We see that this is a nested JSON file by looking at the first few columns. The “owner” column consists of a dataframe.

We want a flat dataframe. Luckily for us, jsonlite comes with a function to flatten dataframes.

data1 <- jsonlite::flatten(data1)

We can now filter the columns to folder names, date of last update and folder url.

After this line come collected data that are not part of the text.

PR #49, opened 2024-01-03
Prepare 0.1

complexspaces:
Proposed initial CHANGELOG entry:
- Initial release with support for Android, iOS, macOS, Windows, and Linux/UNIX-like platforms. See the README for details.

These are the steps remaining for the release after this merges:
- [ ] Generate the Android Maven artifacts
- [ ] Create Git tag (TODO: Should we check-in the generated artifacts for the tag to crates.io users have another comparison reference?)
- [ ] Push tag
- [ ] `cargo publish` (`--allow-dirty` may be needed based on the above)
- [ ] Create companion GitHub release

### DIFF
--- a/CHANGELOG
+++ b/CHANGELOG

We can see what he’s been working on lately.

data1 %>% 
  select(name, updated_at, git_url) %>%
  arrange(desc(updated_at)) %>%
  head(5) %>% 
  kable() %>%
  kable_styling
name updated_at git_url
assertthat 2019-12-12T09:55:44Z git://github.com/hadley/assertthat.git
adv-r 2019-12-11T10:22:52Z git://github.com/hadley/adv-r.git
data-baby-names 2019-12-02T23:06:51Z git://github.com/hadley/data-baby-names.git
babynames 2019-11-21T12:15:46Z git://github.com/hadley/babynames.git
beautiful-data 2019-11-06T20:02:39Z git://github.com/hadley/beautiful-data.git

There we go, apis and json files making our life easier!